Q: How can you view the Delta Lake table for both streaming and batch near the beginning of the notebook?
As noted in the Streaming Stock Analysis with Delta Lake notebook, in cell 8 we ran the following batch query:
dfPrice = spark.read.format("delta").load(deltaPricePath)
display(dfPrice.where(dfPrice.ticker.isin({'JO1', 'JN2'})))
Notice that we ran this query earlier in the cycle with data up until August 20th, 2012. Using the same folder path (deltaPricePath
), we also created a structured streaming DataFrame via the following code snippet in cell 4:
# Create Stream and Temp View for Price
dfPriceStream = spark.readStream.format("delta").load(deltaPricePath)
dfPriceStream.createOrReplaceTempView("priceStream")
We can then run the following real-time Spark SQL query that will continuously refresh.
%sql
SELECT *
FROM priceStream
where ticker in ('JO1', 'JN2')
Notice that, even though the batch query executed earlier (and ended at August 20th, 2012), the structured streaming query continued to process data long past that date (the small blue dot denotes where August 20th, 2012 is on the streaming line chart).
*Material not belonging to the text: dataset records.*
PR #273, opened 2018-04-06
Add support for Spot Instances without bidding

dblanchette:
At re:Invent 2017, AWS announced it would support starting EC2 spot instances without setting a bid price. The bid price is automatically set at the current On-Demand price. You still pay the current market price, which is most often less than the On-Demand price.

Supporting this in the plugin decreases the amount of configuration needed by the user. There is only a checkbox to check.

2018-04-06_09h50_07

PR #331, opened 2019-01-29
Allow launching spot slaves without a bid price

julienduchesne:
Redo of https://github.com/jenkinsci/ec2-plugin/pull/273

### DIFF
--- a/src/main/java/hudson/plugins/ec2/SlaveTemplate.java
+++ b/src/main/java/hudson/plugins/ec2/SlaveTemplate.java
@@ -536,7 +536,7 @@ public class SlaveTemplate implements Describable<SlaveTemplate> {
     /**
      * Provisions an On-demand EC2 slave by launching a new instance or starting a previously-stopped instance.
      */
-    private List<EC2AbstractSlave> provisionOndemand(int number, EnumSet<ProvisionOptions> provisionOptions, Boolean spotWithoutBidPrice)
+    private List<EC2AbstractSlave> provisionOndemand(int number, EnumSet<ProvisionOptions> provisionOptions, boolean spotWithoutBidPrice)
             throws IOException {
         AmazonEC2 ec2 = getParent().connect();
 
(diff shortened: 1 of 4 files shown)


thoulen:
Can you add a unit test ?

julienduchesne:
Of course

julienduchesne:
Done. Added a SlaveTemplate test

src/main/java/hudson/plugins/ec2/SlaveTemplate.java
```diff
@@ -528,7 +528,16 @@ private void logProvisionInfo(String message) {
...
-    private List<EC2AbstractSlave> provisionOndemand(int number, EnumSet<ProvisionOptions> provisionOptions) throws AmazonClientException, IOException {
+    private List<EC2AbstractSlave> provisionOndemand(int number, EnumSet<ProvisionOptions> provisionOptions)
+            throws IOException {
+        return provisionOndemand(number, provisionOptions, false);
+    }
+
+    /**
+     * Provisions an On-demand EC2 slave by launching a new instance or starting a previously-stopped instance.
+     */
+    private List<EC2AbstractSlave> provisionOndemand(int number, EnumSet<ProvisionOptions> provisionOptions, Boolean spotWithoutBidPrice)
```
```suggestion
    private List<EC2AbstractSlave> provisionOndemand(int number, EnumSet<ProvisionOptions> provisionOptions, boolean spotWithoutBidPrice)
```

Otherwise you'll have a potential NPE on line 549.

src/main/java/hudson/plugins/ec2/SpotConfiguration.java
```diff
@@ -3,29 +3,29 @@
 import org.kohsuke.stapler.DataBoundConstructor;
 
 public final class SpotConfiguration {
+    public final Boolean useBidPrice;
```
jvz: Can you make this a `boolean` instead? If `boolean` doesn't work properly with `@DataBoundConstructor`, you can still use `Boolean` in the constructor args and unbox it there (convert `null` to whatever the default setting should be).

src/main/java/hudson/plugins/ec2/SpotConfiguration.java
```diff
@@ -34,11 +34,11 @@ public static String normalizeBid(String bid) {
 
             /* The specified bid price cannot be less than 0.001 */
             if (spotPrice < 0.001) {
-                return null;
+                return "";
```
jvz: This doesn't match the javadoc anymore. Which part is outdated?

julienduchesne:
Thanks for the comments @jvz. Fixed the issues

PR #332, opened 2019-01-30
Spot instances: Fallback to on-demand when there is no capacity

julienduchesne:
Follow up to #331. When there is no spot capacity (either for spot instances with a bid price or without one), fallback to on-demand instances

### DIFF
--- a/src/main/java/hudson/plugins/ec2/SlaveTemplate.java
+++ b/src/main/java/hudson/plugins/ec2/SlaveTemplate.java
@@ -537,7 +537,7 @@ public class SlaveTemplate implements Describable<SlaveTemplate> {
     /**
      * Provisions an On-demand EC2 slave by launching a new instance or starting a previously-stopped instance.
      */
-    private List<EC2AbstractSlave> provisionOndemand(int number, EnumSet<ProvisionOptions> provisionOptions, Boolean spotWithoutBidPrice, Boolean fallbackSpotToOndemand)
+    private List<EC2AbstractSlave> provisionOndemand(int number, EnumSet<ProvisionOptions> provisionOptions, boolean spotWithoutBidPrice, boolean fallbackSpotToOndemand)
             throws IOException {
         AmazonEC2 ec2 = getParent().connect();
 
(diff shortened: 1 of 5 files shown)


src/main/java/hudson/plugins/ec2/SlaveTemplate.java
```diff
@@ -528,7 +529,16 @@ private void logProvisionInfo(String message) {
...
-    private List<EC2AbstractSlave> provisionOndemand(int number, EnumSet<ProvisionOptions> provisionOptions) throws AmazonClientException, IOException {
+    private List<EC2AbstractSlave> provisionOndemand(int number, EnumSet<ProvisionOptions> provisionOptions)
+            throws IOException {
+        return provisionOndemand(number, provisionOptions, false, false);
+    }
+
+    /**
+     * Provisions an On-demand EC2 slave by launching a new instance or starting a previously-stopped instance.
+     */
+    private List<EC2AbstractSlave> provisionOndemand(int number, EnumSet<ProvisionOptions> provisionOptions, Boolean spotWithoutBidPrice, Boolean fallbackSpotToOndemand)
```
jvz: Same boolean boxing concerns as in #331.

src/main/java/hudson/plugins/ec2/SlaveTemplate.java
```diff
@@ -929,6 +961,25 @@ private void setupCustomDeviceMapping(List<BlockDeviceMapping> deviceMappings) {
                 }
                 String slaveName = spotInstReq.getSpotInstanceRequestId();
 
+                if (spotConfig.fallbackToOndemand) {
+                    for (int i = 0; i < 2 && spotInstReq.getStatus().getCode().equals("pending-evaluation"); i++) {
```
jvz: I guess it's not exactly required, but jenkins-core somewhat recently added a `Retrier<T>` class which might be useful here. Might be worth looking at? I'm mostly concerned about `Thread.sleep` calls for testing purposes.

julienduchesne: hmm, the Retrier is very nice. However, it requires us to bump the jenkins version to at least 2.152. And the Retrier is marked `NoExternalUse` which crashes the build (unless there's a way around that).

jvz: Oh right. NoExternalUse is for avoiding creating new public APIs that can never change again. Ah well.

As you can see from the preceding code snippets, both the batch and structured streaming DataFrames query off of the same folder path of deltaPricePath
.
Q: With the "mistake" that you had entered into the data, can I go back and find it and possibly correct it for auditing purposes?
Delta Lake has a data versioning feature called Time Travel. It provides snapshots of data, allowing you to access and revert to earlier versions of data for audits, rollbacks or to reproduce experiments. To visualize this, note cells 36 onwards in the Streaming Stock Analysis with Delta Lake notebook. The following screenshot shows three different queries using the VERSION AS OF
syntax allowing you to view your data by version (or by timestamp using the TIMESTAMP
syntax).
With this capability, you can know what changes to your data were made and when those transactions had occurred.
Q: I saw that the stock streaming data update was accomplished via a view; I wonder if updates can be done on actual data files themselves. For instance, do we need to refresh the whole partition parquet files to achieve updates? What is the solution under Delta Lake?
While the changes were done to a Spark SQL view, the changes are actually happening to the underlying files on storage. Delta Lake itself determines which Parquet files need to be updated to reflect the new changes.
Q: Can we query Delta Lake Tables in Apache Hive
Currently (as of version 0.1.0) it is not possible to query Delta Lake tables with Apache Hive nor is the Hive metastore supported (though this feature is on the roadmap). For the latest on this particular issue, please refer to the GitHub issue #18.
Q: Is there any guide that covers detailed usage of Delta Lake?
For the latest guidance on Delta Lake, please refer to the delta.io as well as the Delta Lake documentation. Join the Delta Lake Community to communicate with fellow Delta Lake users and contributors through our Slack channel or Google Groups.